▶ WHAT IS EXPECTED: Look for the line that has "Issue #216, opened 2026-09-11" in the material below; please repeat it and every line after it, exactly, up to and including the line that has "regular launch command", and nothing else.

[Start of section]

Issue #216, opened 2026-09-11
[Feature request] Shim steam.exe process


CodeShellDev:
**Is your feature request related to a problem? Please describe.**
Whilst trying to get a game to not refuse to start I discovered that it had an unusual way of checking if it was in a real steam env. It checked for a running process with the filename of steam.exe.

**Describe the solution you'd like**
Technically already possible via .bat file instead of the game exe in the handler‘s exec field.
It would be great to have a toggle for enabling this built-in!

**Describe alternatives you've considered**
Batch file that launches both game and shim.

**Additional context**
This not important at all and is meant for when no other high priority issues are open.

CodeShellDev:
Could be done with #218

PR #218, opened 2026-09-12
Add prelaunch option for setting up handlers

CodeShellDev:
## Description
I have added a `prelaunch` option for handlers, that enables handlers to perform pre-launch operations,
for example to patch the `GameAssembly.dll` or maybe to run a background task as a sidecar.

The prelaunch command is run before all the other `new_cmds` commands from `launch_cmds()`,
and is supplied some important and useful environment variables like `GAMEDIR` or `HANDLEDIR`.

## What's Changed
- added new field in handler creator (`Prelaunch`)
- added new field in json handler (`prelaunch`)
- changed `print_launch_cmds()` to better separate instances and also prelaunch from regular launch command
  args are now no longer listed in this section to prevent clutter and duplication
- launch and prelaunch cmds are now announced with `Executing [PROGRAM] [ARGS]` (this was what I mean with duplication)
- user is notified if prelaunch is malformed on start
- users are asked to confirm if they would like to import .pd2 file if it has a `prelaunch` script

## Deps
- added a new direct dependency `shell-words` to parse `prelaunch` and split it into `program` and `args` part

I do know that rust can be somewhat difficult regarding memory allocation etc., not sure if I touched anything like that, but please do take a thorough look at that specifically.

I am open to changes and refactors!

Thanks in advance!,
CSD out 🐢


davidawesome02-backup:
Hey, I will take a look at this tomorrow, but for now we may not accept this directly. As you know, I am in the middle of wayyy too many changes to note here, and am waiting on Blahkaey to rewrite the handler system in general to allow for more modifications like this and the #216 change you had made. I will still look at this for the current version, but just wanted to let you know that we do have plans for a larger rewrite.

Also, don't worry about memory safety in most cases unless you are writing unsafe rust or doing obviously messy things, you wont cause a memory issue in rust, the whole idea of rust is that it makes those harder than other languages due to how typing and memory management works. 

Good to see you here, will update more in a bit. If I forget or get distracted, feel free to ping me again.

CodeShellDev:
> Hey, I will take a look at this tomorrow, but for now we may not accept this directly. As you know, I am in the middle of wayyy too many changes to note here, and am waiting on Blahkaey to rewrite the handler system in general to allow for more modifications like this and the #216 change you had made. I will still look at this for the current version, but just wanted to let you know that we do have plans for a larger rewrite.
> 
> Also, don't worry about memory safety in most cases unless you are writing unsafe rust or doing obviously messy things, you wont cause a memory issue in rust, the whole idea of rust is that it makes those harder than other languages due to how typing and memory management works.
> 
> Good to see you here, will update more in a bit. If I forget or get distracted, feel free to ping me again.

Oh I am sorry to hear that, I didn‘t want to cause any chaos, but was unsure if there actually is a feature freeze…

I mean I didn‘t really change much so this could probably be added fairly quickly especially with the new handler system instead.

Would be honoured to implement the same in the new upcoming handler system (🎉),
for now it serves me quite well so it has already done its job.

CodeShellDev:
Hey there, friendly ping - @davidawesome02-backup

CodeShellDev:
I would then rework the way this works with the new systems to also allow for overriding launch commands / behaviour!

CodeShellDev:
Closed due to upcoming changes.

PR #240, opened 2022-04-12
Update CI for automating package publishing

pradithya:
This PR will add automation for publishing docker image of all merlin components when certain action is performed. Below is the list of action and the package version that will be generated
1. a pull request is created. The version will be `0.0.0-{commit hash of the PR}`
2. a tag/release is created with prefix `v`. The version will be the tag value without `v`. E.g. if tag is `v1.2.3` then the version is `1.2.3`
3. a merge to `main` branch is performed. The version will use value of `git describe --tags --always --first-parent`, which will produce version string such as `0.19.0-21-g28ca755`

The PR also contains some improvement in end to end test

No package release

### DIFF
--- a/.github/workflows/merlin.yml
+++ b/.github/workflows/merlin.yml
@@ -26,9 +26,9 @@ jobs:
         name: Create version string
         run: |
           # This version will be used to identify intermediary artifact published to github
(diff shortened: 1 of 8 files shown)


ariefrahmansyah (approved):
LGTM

[End of section]
[Start of section]

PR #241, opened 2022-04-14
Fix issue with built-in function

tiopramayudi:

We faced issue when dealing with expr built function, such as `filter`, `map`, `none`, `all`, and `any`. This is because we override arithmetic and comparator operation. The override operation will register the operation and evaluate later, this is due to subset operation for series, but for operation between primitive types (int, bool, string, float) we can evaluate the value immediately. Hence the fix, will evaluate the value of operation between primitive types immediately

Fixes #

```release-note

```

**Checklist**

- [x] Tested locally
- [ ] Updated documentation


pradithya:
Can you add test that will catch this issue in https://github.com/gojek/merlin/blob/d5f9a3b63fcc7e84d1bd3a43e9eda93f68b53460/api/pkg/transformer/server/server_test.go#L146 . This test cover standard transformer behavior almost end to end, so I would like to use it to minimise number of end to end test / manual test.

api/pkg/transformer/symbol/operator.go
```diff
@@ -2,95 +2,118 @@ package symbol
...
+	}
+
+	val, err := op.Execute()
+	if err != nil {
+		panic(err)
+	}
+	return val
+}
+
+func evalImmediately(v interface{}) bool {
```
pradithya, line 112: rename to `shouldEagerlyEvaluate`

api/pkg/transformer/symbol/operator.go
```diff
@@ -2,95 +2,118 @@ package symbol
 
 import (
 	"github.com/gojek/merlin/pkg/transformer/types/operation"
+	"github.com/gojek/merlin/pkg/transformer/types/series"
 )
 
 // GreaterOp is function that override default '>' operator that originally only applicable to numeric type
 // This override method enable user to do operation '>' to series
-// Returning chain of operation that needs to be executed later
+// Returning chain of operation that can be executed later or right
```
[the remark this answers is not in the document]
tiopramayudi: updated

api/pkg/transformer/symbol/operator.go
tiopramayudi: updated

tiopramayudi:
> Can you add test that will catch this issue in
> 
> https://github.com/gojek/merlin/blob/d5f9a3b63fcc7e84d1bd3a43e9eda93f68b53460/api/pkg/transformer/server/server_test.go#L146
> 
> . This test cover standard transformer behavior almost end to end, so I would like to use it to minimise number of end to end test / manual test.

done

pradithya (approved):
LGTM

[End of section]
[Start of section]

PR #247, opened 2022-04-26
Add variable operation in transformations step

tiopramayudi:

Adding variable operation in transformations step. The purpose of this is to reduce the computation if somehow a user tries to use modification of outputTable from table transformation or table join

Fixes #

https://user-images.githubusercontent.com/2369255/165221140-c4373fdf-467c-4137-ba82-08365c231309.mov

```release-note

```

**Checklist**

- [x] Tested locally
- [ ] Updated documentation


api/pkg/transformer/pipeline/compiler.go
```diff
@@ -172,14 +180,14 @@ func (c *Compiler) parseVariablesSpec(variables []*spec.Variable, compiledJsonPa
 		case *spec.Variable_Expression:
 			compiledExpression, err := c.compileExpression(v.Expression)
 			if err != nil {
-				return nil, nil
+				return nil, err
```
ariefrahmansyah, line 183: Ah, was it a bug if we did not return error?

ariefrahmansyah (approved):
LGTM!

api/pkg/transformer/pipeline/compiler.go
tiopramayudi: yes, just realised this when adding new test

[End of section]

▶ RESPONSE FOR THIS EXERCISE:
Issue #216, opened 2026-09-11
[Feature request] Shim steam.exe process


CodeShellDev:
**Is your feature request related to a problem? Please describe.**
Whilst trying to get a game to not refuse to start I discovered that it had an unusual way of checking if it was in a real steam env. It checked for a running process with the filename of steam.exe.

**Describe the solution you'd like**
Technically already possible via .bat file instead of the game exe in the handler‘s exec field.
It would be great to have a toggle for enabling this built-in!

**Describe alternatives you've considered**
Batch file that launches both game and shim.

**Additional context**
This not important at all and is meant for when no other high priority issues are open.

CodeShellDev:
Could be done with #218

PR #218, opened 2026-09-12
Add prelaunch option for setting up handlers

CodeShellDev:
## Description
I have added a `prelaunch` option for handlers, that enables handlers to perform pre-launch operations,
for example to patch the `GameAssembly.dll` or maybe to run a background task as a sidecar.

The prelaunch command is run before all the other `new_cmds` commands from `launch_cmds()`,
and is supplied some important and useful environment variables like `GAMEDIR` or `HANDLEDIR`.

## What's Changed
- added new field in handler creator (`Prelaunch`)
- added new field in json handler (`prelaunch`)
- changed `print_launch_cmds()` to better separate instances and also prelaunch from regular launch command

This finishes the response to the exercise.